• WORK REQUEST:
Go through the entries below and work out how many lines include "maybe". Answer with the number only.

• PROVIDED MATERIAL:

PR #575, opened 2021-03-24
ProfInfoErr class into profInfo-for-next

gejohnston:
This PR adds the ProfInfoErr class.

The way that I envision ProfInfoErr being used is:
- All errors from the ProfileInfo class will throw a ProfInfoErr.
- We will always set the errorCode property for any error thrown in ProfileInfo.
- Consumers will test for "instanceof ProfInfoErr", and then test our errorCode.

The following two items work, but we could change them based on your review opinions.
1. The errorCode property is a string. I defined a constant for each known error, and chose to use a mnemonic phase as the value.

           MISSING_REQ_PROP: string = "MissingProp"

    We could choose smaller strings, maybe numbers? "1", "2", "3", etc. I know that our mainframe division likes IBM-style error codes (like IEB1234), but I hate them. I do not think that they are necessary in this context, and I like the mnemonic.

2. I added a property named itemsInError, which is an array of strings. It is not currently used anywhere. I added it to address the need that Andrew identified for listing multiple bad items with one thrown error. If that property does not work for the identified problem, it can be changed.

### DIFF
--- a/packages/config/src/ProfInfoErr.ts
+++ b/packages/config/src/ProfInfoErr.ts
@@ -79,7 +79,11 @@ export class ProfInfoErr extends ImperativeError {
     ) {
         super(impErrDetails, profErrParms);
         this.name = "ProfInfoErr";
-        this.mItemsInError = profErrParms?.itemsInError;
+
+        // make a shallow copy of the itemsInError array
+        if (profErrParms) {
+            this.mItemsInError = [...profErrParms.itemsInError];
+        }
     }
 
     /**
--- a/packages/config/src/ProfInfoErr.ts
+++ b/packages/config/src/ProfInfoErr.ts
@@ -10,7 +10,9 @@
 */
 
 // for imperative operations
-import { ImperativeError } from "../../error";
+import { IProfInfoErr } from "./doc/IProfInfoErr";
+import { ImperativeError, IImperativeError } from "../../error";
+import { IImperativeErrorParms } from "../../error/src/doc/IImperativeErrorParms";
 
 /**
  * This class is the error exception mechanism for the ProfileInfo API.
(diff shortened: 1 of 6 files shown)


packages/config/src/ProfInfoErr.ts
```diff
@@ -0,0 +1,95 @@
...
+     * @param impErrDetails
+     *        ImperativeError details and text (stack, messages, etc.)
+     *
+     * @param impErrParms
+     *        ImperativeError control parameters to indicate logging of node-report and more
+     */
+    constructor(
+        impErrDetails: IImperativeError,
+        profErrProps?: IProfInfoErr,
+        impErrParms?: IImperativeErrorParms
```
t1m0thyj, line 80: Rather than passing two key-value objects into the constructor, would it make sense for `IProfInfoErr` to extend the interface `IImperativeErrorParms` and pass only a single object?

t1m0thyj (approved):

packages/config/src/ProfInfoErr.ts
zFernand0: With no conflicting properties, I think it may make things a bit easier for the programmer 😋 

Not sure what the preferred word is between `props` and `parms` though

gejohnston: I thought about doing this. The reason I did not, was that you needed to specify the ImperativeError details in a second nested level of the structure. If you do not specify either of the second two arguments (which is probably most cases), you would supply the same structure to ProfInfoErr, as you would to ImperativeError.

That being said, since others feel that the combined structure is a better interface, I am all for it. I will make the changes and push an update to the PR.

gejohnston: Perhaps I misinterpreted the original comment. Were you suggesting keeping what ImperativeError calls "details" as the first argument to ProInfoErr, and only combining the second two arguments to ProfiInfoErr. That is, combining stuff specific to ProfileInfo and what ImperativeError calls its parms argument?

t1m0thyj: I was thinking to replace:
`export interface IProfInfoErr {`
with:
`export interface IProfInfoErr extends IImperativeErrorParms {`

As long as the properties added to `IProfInfoErr` do not conflict with the `IImperativeErrorParms` properties, there should be no additional nesting of properties.

packages/config/src/ProfileInfo.ts
```diff
@@ -464,10 +483,16 @@ export class ProfileInfo {
             }
 
             if (missingRequired.length > 0) {
-                throw new ImperativeError({ msg: "Missing required properties: " + missingRequired.join(", ") });
+                throw new ProfInfoErr({
+                    errorCode: ProfInfoErr.MISSING_REQ_PROP,
+                    msg: "Missing required properties: " + missingRequired.join(", ")
+                });
```
t1m0thyj, line 489: Perhaps this validation is unnecessary and we should leave it up to SDK users to throw an exception if options they deem to be required are missing?

This question isn't directly related to the PR but I wanted to raise it for discussion. If we think this validation is unnecessary, removing it doesn't need to be addressed in this PR - I can create an issue for it 🙂

gejohnston: Since the the array of missingArgs contains arguments with default values, perhaps we should check for both missingArgs.length > 0 and at least one missingArg has no value?

If default values were added to knownArgs, the consuming app could make an easy test for missingArgs.length > 0 and would not need our exception.

If we can concisely describe what we could give to the consumer, maybe we should ask the consumers what they would prefer in our design doc Github issue?

t1m0thyj: > If we can concisely describe what we could give to the consumer, maybe we should ask the consumers what they would prefer in our design doc Github issue?

Agree this might be a good idea. For context, the current implementation is that we check if the number of missingArgs in the profile schema's `required` property is greater than 0.

awharn (approved):

Issue #568, opened 2021-03-12
[next] Investigate removing the ConfigProfiles.load method


t1m0thyj:
I created the `ConfigProfiles.load` method when the "auth login" command was implemented to use team config. We needed a way to load profile info, which didn't exist yet.

After the profile info API is created (#556), it should do everything that `ConfigProfiles.load` does, and much more. We may want to remove the method if it is no longer necessary.

t1m0thyj:
Refactoring the "auth login" handler to use the new ProfileInfo API could be an opportunity to test the ProfileInfo API and better define its behavior for handling tokens.

Some relevant comments from #579:
- Can we accurately describe how a base profile's user, password, or token is merged with a service profile's user and password?
- Which arguments are returned by the ProfiInfo API?
- I am less interested in how it operates, and more interested in what the consumer should expect, for example:
    - Is a token NOT returned if a user & password are found in a service profile?
    - Do we return a token if the user & password for the service profile is inherited from a higher-level node in the JSON document?
    - Will we return all such arguments and expect the consumer to sort out token vs user & password?
- Do we need automated tests to confirm the expected behavior?

PR #579, opened 2021-03-25
[next] Secure credential handling for ProfileInfo API

### LINKED ISSUE #577: [next] Don't reinitialize Imperative logger in ProfileInfo
Zowe Explorer and internal VS Code extensions already call the Imperative method `Logger.initLogger` and configure it using log4jsconfig. When ProfileInfo initializes the logger again, it breaks the already initialized logger.

t1m0thyj:
* Added `ProfileCredentials` class to handle initialization of CredentialManager
* Added `requireKeytar` property to IProfOpts so that VS Code extensions can use a custom Keytar module
* Added `secure` property to IProfArgAttrs for secure arguments. When set to true, `argValue` is left undefined until `ProfileInfo.loadSecureArg` is called, so that loading of sensitive data is delayed. This may resolve https://github.com/zowe/zowe-cli/issues/957.
* Don't create new `ImperativeLogger` in ProfileInfo constructor if one already exists (fixes #577, thanks to @gejohnston for contributing this fix).


packages/config/src/doc/IProfOpts.ts
```diff
@@ -9,15 +9,35 @@
...
 /**
  * Options that will affect the behavior of the ProfileInfo class.
  * They are supplied on the ProfileInfo constructor.
  */
 export interface IProfOpts {
+    /**
+     * Specifies an already initialized Imperative logger that the ProfileInfo
+     * class should use. If omitted, a new logger will be instantiated.
+     */
+    imperativeLogger?: Logger;
```
gejohnston, line 23: I am certain that I added the following code to ProfileInfo.initImpUtils( ) in an attempt to avoid re-initializing logging without having to make our caller pass a logger on our constructor. Now however, I cannot find this code in any commit history.  Somehow I must have lost the code before making a commit. I know this code will initialize logging if it has not been initialized. Perhaps you can test if this code works properly in a test environment where a caller has already initialized logging? The "if" test is the only thing not currently committed to ProfileInfo-for-next
```
        // initialize logging
        if (LoggerManager.instance.isLoggerInit === false) {
            const loggingConfig = LoggingConfigurer.configureLogger(
                ImperativeConfig.instance.cliHome, ImperativeConfig.instance.loadedConfig
            );
            Logger.initLogger(loggingConfig);
        }
        this.mImpLogger = Logger.getImperativeLogger();
    }
```

gejohnston: To use the comment above a second required change is to import a module:
import { LoggerManager } from "../../logger/src/LoggerManager";

packages/config/src/ProfileInfo.ts
```diff
@@ -361,7 +364,8 @@ export class ProfileInfo {
     public mergeArgsForProfile(profile: IProfAttrs): IProfMergedArg {
         const mergedArgs: IProfMergedArg = {
             knownArgs: [],
-            missingArgs: []
+            missingArgs: [],
+            secureArgs: []
```
gejohnston, line 368: In the mergeArgsForXXX functions, knownArgs and missingArgs are mutually exclusive. Every argument belongs into one of those categories. Each secureArg will fall into one of the existing categories of known or missing.

- Do you think that the consumer will want a separate list of secure arguments?   

- Will the new "isSecure" property not be sufficient for the consumer to process an argument correctly from the known or missing args?

packages/config/src/ProfileInfo.ts
```diff
@@ -560,6 +576,31 @@ export class ProfileInfo {
         return this.mUsingTeamConfig;
     }
 
+    /**
+     * Load value of secure argument from the vault.
+     * @param arg Secure argument object
+     */
+    public loadSecureArg(arg: IProfArgAttrs): any {
```
gejohnston, line 583: During final cleanup of this PR, I ask that you add an example of using this public function to the pseudocode within the block comments for the ProfileInfo class.

gejohnston:
This is not a comment on the implementation of this PR, but my topic is closely related so it seems appropriate to hold a conversation here, even if the result is a separate issue or story.

- Can we accurately describe how a base profile's user, password, or token is merged with a service profile's user and password?
- Which arguments are returned by the ProfiInfo API?
- I am less interested in how it operates, and more interested in what the consumer should expect, for example:
    - Is a token NOT returned if a user & password are found in a service profile?
    - Do we return a token if the user & password for the service profile is inherited from a higher-level node in the JSON document?
    - Will we return all such arguments and expect the consumer to sort out token vs user & password?
- Do we need automated tests to confirm the expected behavior?

packages/config/src/doc/IProfOpts.ts
t1m0thyj: Thanks, I'll implement this and get rid of the unnecessary `imperativeLogger` property.

packages/config/src/ProfileInfo.ts
t1m0thyj: Both good points - `secureArgs` is likely unnecessary and can be removed.

> Do you think that the consumer will want a separate list of secure arguments?

I don't think it's a requirement, and keeping the properties of `IProfMergedArg` mutually exclusive is probably a good idea.

> Will the new "isSecure" property not be sufficient for the consumer to process an argument correctly from the known or missing args?

When testing these APIs in a VSCE, it seems simpler to handle secure args using only the `isSecure` property instead of having them in a separate array.

t1m0thyj: Perhaps I should rename `isSecure` to `secure`? Wondering if the word `is` in the property name is unnecessary.

gejohnston: I do not think there is any firm rule, but my observation is that "isXxx" tends to be the name of a function to determine some condition, but xxx is more often used as the name of a property.

t1m0thyj:
> This is not a comment on the implementation of this PR, but my topic is closely related so it seems appropriate to hold a conversation here, even if the result is a separate issue or story.
> 
> * Can we accurately describe how a base profile's user, password, or token is merged with a service profile's user and password?

It would be possible to determine if an argument came from a base profile by looking at its `jsonLoc`. If this is too inconvenient, perhaps we could add a property to `IProfArgAttrs` specifying the profile type from which an argument was loaded?

> * Which arguments are returned by the ProfiInfo API?

Fernando's PR raised some questions around this:
1. If there is no schema present, how will `mergeArgsFromProfile` know to "only process properties that were in a profile"? Without a schema, it doesn't know that "user" is a profile property and "response-format-json" is not.
2. When there is a schema present, should `mergeArgsForProfile` throw an error if non-profile properties like "response-format-json" get loaded into `knownArgs`?

> * I am less interested in how it operates, and more interested in what the consumer should expect, for example:
>   
>   * Is a token NOT returned if a user & password are found in a service profile?
>   * Do we return a token if the user & password for the service profile is inherited from a higher-level node in the JSON document?
>   * Will we return all such arguments and expect the consumer to sort out token vs user & password?

I believe we return all such arguments and leave it up to the consumer (or the `ConnectionPropsForSessCfg` API) to prioritize user/password over token when both are present.

> * Do we need automated tests to confirm the expected behavior?

The behavior of merging args in certain cases seems unclear at this point since we have questions around it, so I think adding tests would help to better define the behavior.

t1m0thyj:
I think the outstanding questions from this PR have been captured in https://github.com/zowe/imperative/issues/568#issuecomment-811366713 and #583.

Trying to figure out now why so many integration tests in this PR have started failing.

gejohnston (approved):
This looks good.
I think that all remaining concerns about credential handling are bigger than this story, and they should be handled in some future, prioritized, scheduled story.

zFernand0 (approved):
LGTM!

• ANSWER SECTION:
3